# Landeron Electric Collection



## Silver Hawk (Dec 2, 2003)

Having received a Landeron-based West End Watch Co. watch yesterday, and with some decent weather, I thought it was time to gather all my Landeron 4750 watches together and take a group photograph. 

So here they are. All these contain the same movement: a Landeron 4750, the first Swiss electric movement. All date from somewhere between 1961 and 1965. All the cases are the same style, sometimes in heavy gold plate, other times in all s/steel. Two types of battery were used: either the WD-4 or the larger WD-5, both now obsolete. All are working fine! :yes:

Watch makers include Hamilton, Rotary, Everite, Camy, Unic, Teriam, Vido, Wittnauer, Waltham, West End Watch, Tradition, etc. One watch it missing from the group photos and that is the Clinton: this is all complete with its two boxes and papers and I forgot to add it to the group shots....so it's tagged on at the end. 

Cheers

Paul


----------



## Silver Hawk (Dec 2, 2003)

That's All Folks! :rltb:


----------



## nursegladys (Aug 4, 2006)

Wonderful Paul, very nice collection, well done and great patience.


----------



## Alexus (Apr 9, 2003)

Super group of watches there.

The Wittnauer with its unique hands is a head turner.

Well done.


----------



## Steve R (Sep 29, 2007)

Very impressive collection Paul! Particularly love those Wittnauers... much coolness! 

S.


----------



## JonW (Mar 23, 2005)

Amazing collection, only a little drop of the OCD in there


----------



## Silver Hawk (Dec 2, 2003)

JonW said:


> ..only a little drop of the OCD in there


...look who's calling the kettle black :lol: I've learnt everything from you Jon. :rofl:

But you're right...I don't need three Everites...they all came from the same UK seller and I believe "Everite" was one of the brand names of H. Samuel back in the 1960's .


----------



## foztex (Nov 6, 2005)

fantastic Paul,

the Unic and Hamilton hands are my favorites, so 25th century 

great collection mate and really interesting to see them all side by side.

Andy


----------



## Silver Hawk (Dec 2, 2003)

Hi Andy,

I agree...the UNIC is a little special...here's a better photo.

Cheers

Paul


----------



## tranber70 (Mar 24, 2007)

Still admiring the "result" of yur collection, Paul.

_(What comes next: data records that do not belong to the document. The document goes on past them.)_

PR #973, opened 2022-12-05
Fix mutually exclusive validation for zero as unanswered

Hajara-I:
This adds a fix to the mutually exclusive validation when one of the answer values is zero. Checks to make sure that answer value is not in the list of empty-answer-values. Previously '0' was evaluated as false hence total-answer was less than zero and raising a validation error. 

### How to review 
New test scenario added to verify that the the fix works

### Checklist


Hajara-I:
[Bug: Mutually exclusive validation treating zero as unanswered](https://trello.com/c/QItQMPYH/5486-bug-mutually-exclusive-validation-treating-zero-as-unanswered)

app/forms/validators.py
```diff
@@ -468,7 +468,13 @@ def __call__(
         is_mandatory: bool,
         is_only_checkboxes_or_radios: bool,
     ) -> None:
-        total_answered = sum(1 for value in answer_values if value)
+
+        empty_answer_values: tuple = (None, [], "", {})
```
berroar, line 472: We should reuse the `EMPTY_ANSWER_VALUES` from the QuestionnaireStoreUpdater class

tests/app/forms/validation/test_mutually_exclusive_validator.py
```diff
@@ -72,6 +72,7 @@ def test_mutually_exclusive_mandatory_answers_raise_validation_error(
         (["British, Irish", None], True),
         ([None, "I prefer not to say"], True),
         (["", "I prefer not to say"], True),
+        ([0, []], True),
```
MebinAbraham, line 75: I would demo using `Decimal` class also.

Hajara-I: Added Decimal class to unit test.

MebinAbraham (approved):

berroar (approved):

PR #983, opened 2022-12-19
Add BEIS logos

rmccar:
Add BEIS logos and add themes and tests for them

- Also removes a couple of Welsh tests for Northern Ireland which aren't needed

### How to review 
Test new schemas look as expected with new logos

### Checklist


rmccar:
[Importing UKIS logos to eQ (2 SP)](https://trello.com/c/XH2sOlhL/5517-importing-ukis-logos-to-eq-2-sp)

tests/app/helpers/test_template_helpers.py
```diff
@@ -216,6 +217,16 @@ def test_footer_warning_not_in_context_census_theme(app: Flask):
                 read_file("./templates/assets/images/ni-finance-mobile-logo.svg"),
             ],
         ),
+        (
+            None,
```
berroar, line 221: Should we use the type here? 
```suggestion
            SurveyType.BEIS,
```

rmccar: I was following the NI suff when doing this, does this mean you think we should add the equivalent for NI?

berroar: Just not clear to me why either are `None`, the normal business config seems to have a test for both

scripts/run_validator.sh
```diff
@@ -1,3 +1,3 @@
 #!/usr/bin/env bash
-tag=latest
+tag=add-beis-orr-themes
```
berroar, line 2: Reminder to revert 👍

berroar (approved):
Looks good to me 👍

Yuyuutsu (approved):
LGTM!

PR #985, opened 2022-12-19
Make survey title generic [Bug]

Yuyuutsu:
The survey title is currently set to ONS Business Survey even when no cookie exists. This PR changes it so the generic title, which is "ONS Surveys" which no cookie exist

### How to review 
- Locally run runner
- Start any survey, and remove the session using developer tools
- Refresh the page and it should return an error page with the title "ONS Surveys"
- Check if unit tests pass 

### Checklist


Yuyuutsu:
[Bug: Survey title is not generic when no cookie exists](https://trello.com/c/o6tYkmvJ/5505-bug-survey-title-is-not-generic-when-no-cookie-exists)

rmccar (approved):

petechd (approved):

app/helpers/template_helpers.py
```diff
@@ -43,7 +43,7 @@ def __init__(
         self._include_csrf_token = include_csrf_token
         self._survey_config = survey_config
         self._survey_title = cookie_session.get(
-            "title", self._survey_config.survey_title
+            "survey_title", lazy_gettext("ONS Surveys")
```
MebinAbraham, line 46: The title should only use the default when we have no cookie, "survey_title" shouldn't be overridden, this should still be "title". At the moment, all titles are suffixed with "ONS Surveys", but that should only be the case when we don't have a cookie.

MebinAbraham (changes requested):

app/helpers/template_helpers.py
Yuyuutsu: Ahh I think me changing `tests` to `survey_title` is why I have so many errors with the tests. The tests are working as they should now, just need to revert changes 👍

Yuyuutsu: Changes Reverted. Once this is resolved would it be okay to merge, since the only change made after the two approvals I previously got is changing `survey_title` to `title`.

petechd (approved):

rmccar (approved):

tests/app/helpers/test_template_helpers.py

Just a small question, it seems plenty of second hands have this special Z, do yu know who start with that and could we say it was a "symbol" to make electric watches easyly recognizable, whatever the brand?

Bravo and again Bravo,

Bertrand


----------



## Toshi (Aug 31, 2007)

Paul, that's just greedy 

Seriously though some lovely watches there. If I had to choose just one it would be the Stainless Hamilton with the blue seconds hand. :thumbsup:

Rich


----------



## Stanford (Feb 10, 2007)

Wow, great collection Paul - there's definitely nothing wrong with having a 'theme' :thumbup:


----------



## Stuart Davies (Jan 13, 2008)

WOW great collection Paul thanks for sharing.

Do you have a particular favourite? - I like the Hamiltons and the Rotary.

Cheers Stu,


----------



## mach 0.0013137 (Jan 10, 2005)

Superb collection Paul, well done :thumbup:

I need more Electrics :cry2:


----------



## Flashharry (Feb 20, 2007)

What an amazing collection you have there, I really like the way the hands are made to look like lightening flashes.


----------



## PhilM (Nov 5, 2004)

mach 0.0013137 said:


> Superb collection Paul, well done :thumbup:
> 
> I need more Electrics :cry2:


x 2

Or should I say I need an Electric, now something like the UNIC would be ideal... I suppose I best get hunting


----------



## Silver Hawk (Dec 2, 2003)

tranber70 said:


> Still admiring the "result" of yur collection, Paul.
> 
> Just a small question, it seems plenty of second hands have this special Z, do yu know who start with that and could we say it was a "symbol" to make electric watches easyly recognizable, whatever the brand?
> 
> ...


I haven't forgotten about this question Bertrand...I just had no idea so I mailed a few people including Rene Rondeau. He thinks it is unlikely to be Hamilton but no more details than that. I suspect either LIP or ESA.



Stuart Davies said:


> WOW great collection Paul thanks for sharing.
> 
> Do you have a particular favourite? - I like the Hamiltons and the Rotary.
> 
> Cheers Stu,


Yes, Stu...my favourite are the two Hamilton Huguenins....mainly because of their rarity. Nothing is known about these two watches but Hamilton did buy the Swiss Huguenin factory in the 1950s. It is likely that these two watches were assembled by the Swiss Huguenin factory and shipping over to the Lancaster, PA factory for evaluation or similar. They were never marketed --- probably because they would have been in direct competition to the Hamilton-branded electrics. These both came from same seller and NOS. Only ever seen one other.


----------



## tranber70 (Mar 24, 2007)

Thks for yur research Paul.

I assume it's the sole case in the horology history that a same "sign" is used to show a type of movement, no?

Bertrand



Silver Hawk said:


> tranber70 said:
> 
> 
> > Still admiring the "result" of yur collection, Paul.
> ...


----------



## Steve's Dad (Dec 19, 2007)

Outstanding Paul,

I love the hands on the Wittnauers but the Waltham is my fav with the atom symbol on the face, very Jetsons!

BTW if the batteries are obsolete does that mean none of these watches actually run? Or have you found an alternative battery?

Ian


----------